Problem:
The task calls for every line of the data to be retyped exactly.

Task material START

PR #18381, opened 2024-07-18
Small fix: fix the result of `TruncHour` example

shipengtaov:
# Trac ticket number

N/A

# Branch description
The result of `TruncHour` in the example should be `'hour': datetime.datetime(2014, 6, 16, 14, 0`, not `'hour': datetime.datetime(2014, 6, 16, 0, 0`


sarahboyce:
Thank you for this @shipengtaov 
I re-ran the output and it is correct because `tzinfo=melb` (which is utc+10 and 15th 14:30 utc = 16th 00:30 in Melbourne)
I am not 100% sure why `tzinfo=melb` is set on some but not others but that is how it has been that way since it was first implemented in https://github.com/django/django/pull/6243
So this isn't a bug 👍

Task material END

Response to this task:
PR #18381, opened 2024-07-18
Small fix: fix the result of `TruncHour` example

shipengtaov:
# Trac ticket number

N/A

# Branch description
The result of `TruncHour` in the example should be `'hour': datetime.datetime(2014, 6, 16, 14, 0`, not `'hour': datetime.datetime(2014, 6, 16, 0, 0`


sarahboyce:
Thank you for this @shipengtaov 
I re-ran the output and it is correct because `tzinfo=melb` (which is utc+10 and 15th 14:30 utc = 16th 00:30 in Melbourne)
I am not 100% sure why `tzinfo=melb` is set on some but not others but that is how it has been that way since it was first implemented in https://github.com/django/django/pull/6243
So this isn't a bug 👍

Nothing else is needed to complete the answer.